El querer como pulsión.

El hombre es por naturaleza animal social.  Animal porque el instinto determina hasta el pensamiento más ilustrado de nuestra conciencia. Social porque la independencia no es más que una percepción y, a pesar de todos, la necesidad de otro es inherente en la existencia. Si bien muchas veces lo animal lleva a lo social pues la pertenencia, la aceptación y el reconocimiento de un grupo o individuo son una necesidad que van en la mitad de los escalafones necesarios para acercarse a la autorrealización, respectivamente el nivel de la afiliación; predomina el caso contrario llevándonos lo social a lo animal.

Se preguntaran ¿Cómo es posible partir de una función superior de la conciencia, que nos hace sociables, a una función inferior, que nos hace básicos?

Hay que entender el comportamiento, el ser, como un fenómeno de eterna (mientras dure la vida) retroalimentación. Una colaboración perpetua entre consciente e inconsciente, en la que uno siempre lleva más relevancia que el otro y, rara vez, se ponen de acuerdo. Se podría decir que son esos pequeños momento de complicidad entre lo que queremos y lo que deseamos lo más cercano al concepto de la realización propia. Estados de equilibrio entre el hombre y la bestia (redundante) que solo los monjes más aislados y los locos más dementes logran alcanzar. 
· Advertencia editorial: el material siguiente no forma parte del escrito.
PR #218, opened 2019-10-17
Disable Apply To All button when no other vehicles are selected

mharis001:
- title

### DIFF
--- a/addons/garage/stringtable.xml
+++ b/addons/garage/stringtable.xml
@@ -18,5 +18,8 @@
         <Key ID="STR_ZEN_Garage_ApplyToAll_Tooltip">
             <English>Apply the current vehicle's customization to all selected vehicles of this type.</English>
         </Key>
+        <Key ID="STR_ZEN_Garage_CannotApplyToAll">
+            <English>No other vehicles of the same type selected.</English>
+        </Key>
     </Package>
 </Project>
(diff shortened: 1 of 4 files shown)


addons/garage/stringtable.xml
```diff
@@ -18,5 +18,8 @@
         <Key ID="STR_ZEN_Garage_ApplyToAll_Tooltip">
             <English>Apply the current vehicle's customization to all selected vehicles of this type.</English>
         </Key>
+        <Key ID="STR_ZEN_Garage_CannotApplyToAll">
+            <English>No other vehicles of the same type selected.</English>
```
CreepPork: Have been selected.

neilzar: In the context where the string is used the current form is correct.

CreepPork: English is not my native language, but to me, it just sounds a tad off.

neilzar: I'm not saying it as a case of personal preference, I'm saying it as a case of correct grammar. Past perfect is not the correct form to use in this context, there is no sequence of events that would require it. I had a bilingual education, so I should know this.

jonpas: While I agree, there is something about messages being short and clear, and la language does get in the way sometimes. :)

PR #219, opened 2019-10-18
Add Deep Copy/Paste keybinds

mharis001:
- Add Deep Copy and Deep Paste keybinds
- Add `getPylonTurret` common function
- Update `getPosFromScreen` common function
    - Add `_checkIntersections` parameter
    - Allow multiple intersections from the same object
    - Increase `MAX_RESULTS` to 5


addons/editor/functions/fnc_deepPaste.sqf
```diff
@@ -0,0 +1,221 @@
...
+
+    {
+        _x params ["_unitData", "_role", "_cargoIndex", "_turretPath"];
+
+        private _unit = _unitData call _fnc_createUnit;
+
+        switch (_role) do {
+            case "driver": {
+                if (getText (configFile >> "CfgVehicles" >> typeOf _unit >> "simulation") == "UAVPilot") then {
+                    _unit moveInAny _vehicle; // moveInDriver does not appear to work for virtual UAV crew, moveInAny does
```
CreepPork: Will it guarantee that it will always be the first unit? Because the rover UAV has slots for the passengers as well and if the unit is moveInAny’d then it may place the UAV unit in the passenger seat, no?

mharis001: `moveInAny` prioritizes the driver role and the other crew are placed using role specific commands.

addons/editor/functions/fnc_deepCopy.sqf
```diff
@@ -0,0 +1,154 @@
...
+
+// Get the world position where the cursor is pointing
+// Object positions are copied relative to the cursor
+private _centerPos = if (visibleMap) then {
+    private _ctrlMap = findDisplay IDD_RSCDISPLAYCURATOR displayCtrl IDC_RSCDISPLAYCURATOR_MAINMAP;
+    private _pos2D = _ctrlMap ctrlMapScreenToWorld getMousePosition;
+    _pos2D + [0]
+} else {
+    screenToWorld getMousePosition
+};
```
CreepPork: Should be extracted into a new function.

addons/editor/functions/fnc_deepCopy.sqf
```diff
@@ -0,0 +1,154 @@
...
+    private _index = _indexedGroups find _group;
+
+    if (_index == -1) then {
+        _index = _indexedGroups pushBack _group;
+
+        _groups pushBack [side _group, formation _group, behaviour leader _group, combatMode _group, speedMode _group];
+    };
+
+    _index
+};
```
CreepPork: Maybe extract this whole feature to a new component and make each of these functions separate? Would make this main code much cleaner.

addons/editor/initKeybinds.sqf
```diff
@@ -21,6 +21,24 @@
...
 
-        true // handled, prevents vanilla eject from activating
+        true // handled, prevents vanilla eject
     };
 }, {}, [DIK_G, [false, true, false]]] call CBA_fnc_addKeybind; // Default: CTRL + G
+
+[ELSTRING(common,Category), QGVAR(deepCopy), [LSTRING(DeepCopy), LSTRING(DeepCopy_Description)], {
+    if (!isNull curatorCamera && {!GETMVAR(RscDisplayCurator_search,false)}) then {
+        GVAR(clipboard) = [SELECTED_OBJECTS] call FUNC(deepCopy);
+        playSound ["RscDisplayCurator_error01", true];
```
CreepPork: Why is it playing the error sound? It could play the `FD_Finish_F` for better UX effect.

addons/editor/initKeybinds.sqf
```diff
@@ -21,6 +21,24 @@
...
+
+        true // handled, prevents vanilla copy
+    };
+}, {}, [DIK_C, [true, true, false]]] call CBA_fnc_addKeybind; // Default: CTRL + SHIFT + C
+
+[ELSTRING(common,Category), QGVAR(deepPaste), [LSTRING(DeepPaste), LSTRING(DeepPaste_Description)], {
+    if (!isNull curatorCamera && {!GETMVAR(RscDisplayCurator_search,false)}) then {
+        [QGVAR(deepPaste), GVAR(clipboard)] call CBA_fnc_serverEvent;
+        playSound ["RscDisplayCurator_error01", true];
```
CreepPork:
```suggestion
        playSound ["FD_Finish_F", true];
```

addons/editor/script_component.hpp
```diff
@@ -2,9 +2,9 @@
 #define COMPONENT_BEAUTIFIED Editor
 #include "\x\zen\addons\main\script_mod.hpp"
 
-// #define DEBUG_MODE_FULL
-// #define DISABLE_COMPILE_CACHE
-// #define ENABLE_PERFORMANCE_COUNTERS
+#define DEBUG_MODE_FULL
+#define DISABLE_COMPILE_CACHE
+#define ENABLE_PERFORMANCE_COUNTERS
```
CreepPork: When out of draft state, should be commented out.

addons/editor/functions/fnc_deepCopy.sqf
mharis001: Was going to use `getPosFromScreen` after making the necessary changes to it.

addons/editor/initKeybinds.sqf
mharis001: Despite the name, this is the ping sound played when a Zeus message is shown.

addons/editor/functions/fnc_deepCopy.sqf
mharis001: While I do agree that it would nicer for these individual serializing functions to be in a separate file, I think the use of the local variables such as `_centerPos` and `_indexedGroups` might become cumbersome as these would then need to be passed to the respective functions rather than relying on them being defined.

addons/common/XEH_postInit.sqf
```diff
@@ -233,6 +233,16 @@
...
 [QGVAR(setDate), {setDate _this}] call CBA_fnc_addEventHandler;
 
+[QGVAR(setUnitIdentity), {
+    params ["_unit", "_name", "_face", "_speaker", "_pitch", "_nameSound"];
+
+    _unit setName _name;
+    _unit setFace _face;
+    _unit setSpeaker _speaker;
+    _unit setPitch _pitch;
+    _unit setNameSound _nameSound;
```
CreepPork: From Achilles and personal experiences, these should be a keybind option or a CBA option to copy with such depth. As some players may want to copy the load-outs and not make the entire group of clones.

mharis001: With this being a "deep copy", I would expect "everything" to be copied. I don't think a setting is necessary, however, this can always be re-assessed later based on feedback.

CreepPork: It depends on the situation. I have, sometimes, experienced that I need only their gear not all of them to share voices, faces, etc. but, on the other hand, sometimes you just need a full clone (e.g. the specific officer was killed accidentally and you need to dupe him).

CreepPork: I guess we could merge it for now and in a later update, devise a solution for this issue.

PR #226, opened 2019-10-20
Improve garage tabs handling

mharis001:
- Garage reopens with previously selected tab
- Selected tab can be deselected by clicking the button again or left clicking
- Allow using `TAB` key to cycle between tabs

### DIFF
--- a/addons/garage/XEH_preInit.sqf
+++ b/addons/garage/XEH_preInit.sqf
@@ -6,6 +6,7 @@ PREP_RECOMPILE_START;
 #include "XEH_PREP.hpp"
 PREP_RECOMPILE_END;
 
+GVAR(currentTab) = -1;
 GVAR(helperPos) = [0, 0, -1];
 GVAR(camDistance) = 100;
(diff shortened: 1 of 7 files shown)


addons/garage/XEH_preInit.sqf
```diff
@@ -6,6 +6,7 @@ PREP_RECOMPILE_START;
 #include "XEH_PREP.hpp"
 PREP_RECOMPILE_END;
 
+GVAR(currentTab) = -1;
```
CreepPork: By default, why shouldn’t it start at 0?

mharis001: I think I chose this since BI garage initially opens with no tab selected.

mharis001:
Can't reproduce, working fine on my end after 20+ attempts.

neilzar:
Happens every time for me, running only CBA and ZEN. Build using `build.py`.

mharis001:
Determined to result from `unsafeCVL` changes in development branch. Unrelated to changes in this PR.

PR #240, opened 2019-11-04
Fix group trees preventing editable icon selection

mharis001:
- Fix selecting a non-placement path in group trees preventing the selection of editable icons using left click
- This makes the group trees match the behaviour of other trees by allowing selection to still occur
- Without this, path has to be deselected by either right clicking or selecting an entity using a selection box

### DIFF
--- a/addons/editor/functions/fnc_initDisplayCurator.sqf
+++ b/addons/editor/functions/fnc_initDisplayCurator.sqf
@@ -18,10 +18,6 @@
 
 params ["_display"];
 
-// Reset editable icons visibility tracking variable
-// Prevents unwanted behaviour if display is closed while icons are hidden
-GVAR(iconsVisible) = true;
-
 if (GVAR(removeWatermark)) then {
     private _ctrlWatermark = _display displayCtrl IDC_RSCDISPLAYCURATOR_WATERMARK;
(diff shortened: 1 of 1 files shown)


addons/editor/functions/fnc_initDisplayCurator.sqf
```diff
@@ -73,6 +69,25 @@ _display displayAddEventHandler ["KeyDown", {call FUNC(handleKeyDown)}];
     }];
 } forEach IDCS_SIDE_BUTTONS;
 
+// Fix selecting a path in group trees preventing selecting an editable icon using left click
+// This matches the behaviour of other trees by deselecting any non-placement path when selecting an editable icon
+{
+    private _ctrl = _display displayCtrl _x;
+    _ctrl ctrlAddEventHandler ["MouseButtonDown", {
+        if (RscDisplayCurator_sections select 0 == 1) then {
```
CreepPork: Wasn’t there a function or global var already for this as a shortcut?

mharis001: If you mean for: `RscDisplayCurator_sections select 0` - no, not that I know of. This is the only way to get the current mode.

PR #241, opened 2019-11-05
Add Toggle Lamps module

mharis001:
- title


addons/common/XEH_PREP.hpp
```diff
@@ -15,6 +15,7 @@ PREP(getInventory);
 PREP(getPhoneticName);
 PREP(getPlayers);
 PREP(getPosFromScreen);
+PREP(getReflectorSelections);
```
CreepPork: In my opinion, getLightingHitpoints or something similar is quicker to understand than this.

addons/common/functions/fnc_setLampState.sqf
```diff
@@ -0,0 +1,27 @@
...
+ *
+ * Arguments:
+ * 0: Lamp <OBJECT>
+ * 1: State <BOOL>
+ *
+ * Return Value:
+ * None
+ *
+ * Example:
+ * [_lamp, false] call zen_common_fnc_setLampState
```
CreepPork: I think there is already a BI function for this. Any reason for adding our own?

jonpas: Do a comparison of them. General rule of thumb for ACEifying anything is to not rely on BI functions, they may be written in a worse way, without the given framework for debugging, or have additional checks that slow it down and are not necessary.

CreepPork: BI's
```sqf
params [
	["_lamp",objnull,[objnull]],
	["_state",true,[true]]
];
_lamp switchlight (["off","on"] select _state);
```

It uses `switchLight` instead of `setHit` but it seems that in the latest A3 updates `switchLight` has been extended to allow it to be used on street lamps too. Don't see the point of using ZEN's implementation.

mharis001: Own function is better here, it will handle destroyed lights.

CreepPork: I'm not trying to advocate for BI's code, but handling destroyed lights might not be what the user intends. A player might shoot out lights and then using this module would repair them all back to normal. A choice would be good.

PR #243, opened 2019-11-07
Add Editable Objects context menu action

### LINKED ISSUE #178: Context menu option: Update Editable Objects
When trying to manage objects in zeus, updating editable objects can become a slight chore to find and place the module every time.

**Solution you'd like:**
It would be nice to have a default context menu action for the "Update Editable Objects" function to accompany the "Teleport Zeus" action.

mharis001:
- title, Close #178


docs/user_guide/context_actions.md
```diff
@@ -27,6 +27,10 @@ Sub-actions allow for copying and pasting the hovered units' loadout onto anothe
 Opens the Zeus garage on the hovered vehicle.
 Sub-actions allow for copying and pasting the hovered vehicle's customization onto another.
 
+# Editable Objects
+
+Allows Zeus to add or remove editable objects within the selected radius.
```
neilzar:
```suggestion
Allows the Zeus to add or remove editable objects within the selected radius.
```

mharis001: I think no "the" is correct as there can be multiple, it is like this in other descriptions as well.

mharis001:
The position is taken from the camera to the  top-left corner of the menu. Are you moving it after opening?

docs/user_guide/context_actions.md
neilzar: I always say Zeuses for multiple.

neilzar:
No, camera stays in the same position.

docs/user_guide/context_actions.md
jonpas: To me "Allow Zeus" reads smoother than "Allow the Zeus". But that might just be because I got used to it.

mharis001:
The actions work, I think it can be difficult to judge the distance and changing to 2D mode should help with that.

addons/context_actions/CfgContext.hpp
```diff
@@ -290,6 +290,71 @@ class EGVAR(context_menu,actions) {
...
+    class EditableObjects {
+        displayName = CSTRING(EditableObjects);
+        icon = QPATHTOEF(modules,ui\edit_obj_ca.paa);
+        priority = -98;
+        class Add {
+            displayName = ECSTRING(common,Add);
+            icon = QPATHTOF(ui\add_ca.paa);
+            priority = 2;
+            class 10m {
+                displayName = "10 m";
```
CreepPork: The `m` should be localized for other languages.

neilzar: m is the SI symbol for meter, it is universal.

mharis001: There should be a space between the numerical value and the unit symbol.

CreepPork: The `m` is an SI symbol but that doesn't make it fully universal. For example, Crylic would use м, not m. Granted, in this case, the difference is minor but something like kg it would be far more important (кг). It's good to start localizing them here and keep it simplified in the long run.

addons/context_actions/CfgContext.hpp
```diff
@@ -299,27 +299,27 @@ class EGVAR(context_menu,actions) {
             icon = QPATHTOF(ui\add_ca.paa);
             priority = 2;
             class 10m {
-                displayName = "10 m";
+                displayName = CSTRING(10m);
```
CreepPork: Couldn't have this just used the `FORMAT` macro and only localized the meter (moving it to common stringtable or something)?

mharis001: No, you have to localize the entire string, cannot use a combination. That macro is essentially the `format` command with the suffix `_#` as the number of arguments.

jonpas: So `format [CSTRING(m), 10]` and string `"%1 m` only works in SQF?

mharis001: AFAIK you can only do that in SQF.

PR #246, opened 2019-11-07
Add meta.cpp file, steam workshop support

mharis001:
- title, [reference](https://community.bistudio.com/wiki/How_to_enable_Steam_Workshop_support_in_Server_Browser)


CreepPork:
Isn’t meta.cpp already generated by the Publisher?

mharis001:
It is, I think is needed if someone does not download from the workshop. I am not sure though.

dedmen:
> if someone does not download from the workshop.

and then loads that mod on the server, yes. Thats needed then, otherwise the server won't detect the workshop item ID.

PR #248, opened 2019-11-08
Add right click to clear to engine search bar

mharis001:
- title, same as with custom search bar


dedmen:
a bit unrelated, but I saw that "backspace" in search field doesn't work properly. But I guess you cannot solve that can you?

mharis001:
What do you mean by doesn't work properly?

PR #5257, opened 2023-02-25
add missing exception C-APIs

maxbachmann:


0dminnimda:
It's the main that made the tests fail

Cython/Includes/cpython/exc.pxd
```diff
@@ -88,6 +88,11 @@ cdef extern from "Python.h":
     # needs to handle exceptions or by code that needs to save and
     # restore the error indicator temporarily.
 
+    PyObject* PyErr_GetHandledException()
+    void PyErr_SetHandledException(PyObject* exc)
+    PyObject* PyErr_GetRaisedException()
+    void PyErr_SetRaisedException(PyObject* exc)
```
scoder, line 94: I checked the documentation and the implementation. For the last two functions, the documentation doesn't say it, but the implementation allows `NULL` to be returned and passed, so `PyObject*` is correct here (and not `object`).
This is also the case for the first two functions that you added above.

scoder (commented):
Looks all good to me. Don't think we need tests for these, and also, they are really recent Py3.11/12).

PR #5262, opened 2023-02-26
Add libcpp.cmath

jhelgert:
This PR adds the C++ STL [cmath header](https://en.cppreference.com/w/cpp/header/cmath). It's mainly motivated by the new C++17 mathematical special functions (like `assoc_laguerre`, `assoc_legendre`, `beta`, ...) and the C++20 linear interpolation function `lerp`. However, all other functions are already in libc.math, so I'm not really sure if we should have them in both libc.math and libcpp.cmath.


da-woods:
I'm not quite sure why the Python 2.7 tests are failing. Easiest thing is probably to add them to `VER_DEP_MODULES` in runtests.py to skip them there.

tests/run/cpp_stl_cmath_cpp17.pyx
```diff
@@ -0,0 +1,34 @@
...
+
+def test_hypot(double x, double y, double z):
+    """
+    Test C++17 std::hypot function
+    >>> test_hypot(1.0, 2.0, 2.0)
+    3.0
+    >>> test_hypot(3.0, 4.0, 0.0)
+    5.0
+    """
+    return hypot(x, y, z)
```
scoder, line 34: EOL missing
```suggestion
    return hypot(x, y, z)
```

tests/run/cpp_stl_cmath_cpp20.pyx
```diff
@@ -0,0 +1,13 @@
...
+from libcpp.cmath cimport lerp
+
+def test_lerp(double a, double b, double t):
+    """ Test C++20 std::lerp function
+    >>> test_lerp(1.0, 2.0, 0.5)
+    1.5
+    >>> test_lerp(1.0, 4.0, 0.5)
+    2.5
+    """
+    return lerp(a, b, t)
```
scoder, line 13:
```suggestion
    return lerp(a, b, t)
```

tests/macos_cpp_bugs.txt
```diff
@@ -13,3 +13,5 @@ cpp_stl_algo_permutation_ops
 cpp_stl_algo_sorted_ranges_set_ops
 cpp_stl_algo_sorted_ranges_other_ops
 cpp_stl_bit_cpp20
+cpp_stl_cmath_cpp20
+cpp_stl_cmath_cpp17
```
scoder, line 17: If `std::beta()` is the issue here, then could you use a different function in this test? Then we could at least enable the C++17 tests on macOS.

scoder (approved):
Nice addition, just a few comments.

tests/macos_cpp_bugs.txt
jhelgert: I double-checked it on my Mac and it turned out Apple Clang doesn't support the C++17 mathematical special functions yet, see [here](https://en.cppreference.com/w/cpp/compiler_support/17). :/ The only exception is the trivial `hypot` function.

h-vetinari: Not just apple clang, but clang itself. It's not around the corner [either](https://reviews.llvm.org/D142806).

da-woods:
Just rerunning tests - I think the failure was just a github actions glitch and not to do with this PR...

tests/run/cpp_stl_cmath_cpp17.pyx
```diff
@@ -0,0 +1,35 @@
...
+
```
0dminnimda, line 35:
```suggestion
```

0dminnimda, line 35: image

```suggestion
```

0dminnimda:
Huh, it didn't help, interesting

scoder:
I see this crash in the logs:
```
Doctest: cpp_stl_cmath_cpp17.test_legendre ... terminate called after throwing an instance of 'std::domain_error'
  what():  Argument out of range in __poly_legendre_p.
Fatal Python error: Aborted
```

da-woods:
> I see this crash in the logs: [...]

Which suggests at least some of these functions need an `except+` specification...

jhelgert:
> Right. I'm aware that there's a whole bunch of functions declared here, but someone needs to go through them and add an `except +` declaration to all those that can raise C++ exceptions.

I had a look at it and it turned out that the C++ standard allows the implementation to strengthen the exception specification of the cmath functions by adding `noexcept`, see [this SO answer](https://stackoverflow.com/a/57513587/4745529). For instance, [`std::hypot`](https://en.cppreference.com/w/cpp/numeric/math/hypot) is noexcept on Apple Clang, while it throws an exception on gcc and the Standard doesn't mark it as noexcept.

Should we still add the `except +` declaration to all those functions that can raise a C++ exception on *any* Compiler?

da-woods:
So for the `legendre` function specificity

> The function is not required to be defined for |x|>1

https://en.cppreference.com/w/cpp/numeric/special_functions/legendre. Which suggests your tests with `x==2` and `x==3` may not be the best defined.

> Should we still add the except + declaration to all those functions that can raise a C++ exception on any Compiler?

I think so yes (based on looking at the standard/cppreference rather than picking through each compiler's implementation). I think a lot of these functions do have domains where they work and raising an exception outside the domain is pretty reasonable.

jhelgert:
> So for the `legendre` function specificity
> 
> > The function is not required to be defined for |x|>1
> 
> https://en.cppreference.com/w/cpp/numeric/special_functions/legendre. Which suggests your tests with `x==2` and `x==3` may not be the best defined.

Good catch! Thanks for the hint. After declaring all those functions that aren't `noexcept` with `except +`, all test are passing now.

Cython/Includes/libcpp/cmath.pxd
```diff
@@ -0,0 +1,518 @@
...
+    double tan(double x) except +
+    long double tan(long double x) except +
+    float tanf(float x) except +
+    long double tanl(long double x) except +
+    
+    float acosh(float x) except +
+    double acosh(double x) except +
+    long double acosh(long double x) except +
+    float acoshf(float x)
+    long double acoshl(long double x)
```
da-woods, line 50:
```suggestion
    float acoshf(float x) except +
    long double acoshl(long double x) except +
```

da-woods:
Thanks for this

PR #5276, opened 2023-02-27
Make Grammer easier to understand by using .lark

rickmark:


0dminnimda:
This is not lark grammar specifically, but a general EBNF syntax

scoder:
I don't think this is worth merging.

PR #5336, opened 2023-03-26
Allow InterpretCompilerDirectives.visit_AnnotationNode to process nodes having no children

garychia:
Related to #5235
I discovered that the following code did not work with nodes having no child nodes, such as `NameNode`.
https://github.com/cython/cython/blob/0ffa7e91816a00a1694d1466aa91613b6708b244/Cython/Compiler/ParseTreeTransforms.py#L1106-L1111
```python
from cython cimport int as cy_i
cimport cython

def f(a: cython.int, b: cy_i):
    print(cython.typeof(a), cython.typeof(b))
```
(Code from #5235)
It caused the `NameNode` of `cy_i` to be ignored by `InterpretCompilerDirectives` when it was referenced by `node.expr`.


scoder:
Nice catch, thanks.

PR #5341, opened 2023-03-27
fix compilation with language="C++" (wrong capitalization)

### LINKED ISSUE #1226: linking not done using g++ when language specified as "C++" (not "c++")
Hello,

When language="C++" (wrong capitalization) is passed to an extension type, the cython files are indeed compiled using C++ mode. However, the final linking is done using the C compiler, causing the C++ std libs to not be linked in.  It appears that in some places,  `extension.language.lower() == "c++"` is used to determine the language type, but converting to lower case isn't done universally.  

Migrated from http://trac.cython.org/ticket/667

EpigeneMax:
tackle the very few places where `language` was compared to `"c++"` without forcing lower capitalization

extend an existing test rather than creating a new one.

closes #1226

### DIFF
--- a/Cython/Build/Dependencies.py
+++ b/Cython/Build/Dependencies.py
@@ -875,7 +875,7 @@ def create_extension_list(patterns, exclude=None, ctx=None, aliases=None, quiet=
 
                 if file not in m.sources:
                     # Old setuptools unconditionally replaces .pyx with .c/.cpp
-                    target_file = os.path.splitext(file)[0] + ('.cpp' if m.language == 'c++' else '.c')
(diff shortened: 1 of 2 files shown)


scoder:
Thanks. However, as I wrote in the ticket, it's probably a distutils/setuptools issue rather than a Cython issue. Meaning, it's not enough to fix Cython here, support would also have to be added to setuptools.

That said, for Cython's `# distutils: language=…` option, it's probably reasonable to lower-case the value that we pass on into distutils. I think that would be a better fix than lower-casing the value each time we compare it to something.

PR #5349, opened 2023-04-01
Fix reference leak when a for-loop's "else:" branch contains a "break"

scoder:
Closes https://github.com/cython/cython/issues/5347


scoder:
Implemented in https://github.com/cython/cython/commit/4c42949b47eff1bce921fae71ed93ec359dd32a4

PR #5355, opened 2023-04-04
Fix AnnotationWriter for IndexNode with empty TupleNode

dalcinl:
I hit this issue while adding argument annotations like `tuple[()]`. The annotation writer would emit `tuple[]`, which is invalid syntax. Despite the context being related to annotations, I believe the fix goes to the base `ExpressionWriter` class, so I did.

Algunas veces predomina lo instintivo, de manera silente, modificando la consciencia. Sin embargo existen dos tipos de instintos o mejor dicho, existen el instinto y otro concepto fundamental llamado pulsión. Solo el instinto más básico y con base fisiológica se mantiene en ventaja por sobre la consciencia. Las pulsiones, por otro lado, nacen del instinto y se disfrazan de este, pero pierden el disfraz cuando se muestran modificables por la consciencia ergo por la experiencia siendo estos variables y tan determinantes del comportamiento como la consciencia misma.

La verdadera retroalimentación existe entre las pulsiones y lo consciente, ya que los instintos solo son modificables por las pulsiones que adquieren suficiente peso como para negar la inherencia fisiológica de los mismos. Por ende, el comportamiento es una danza constante entre las pulsiones y la consciencia, donde el instinto dicta el compás de la música.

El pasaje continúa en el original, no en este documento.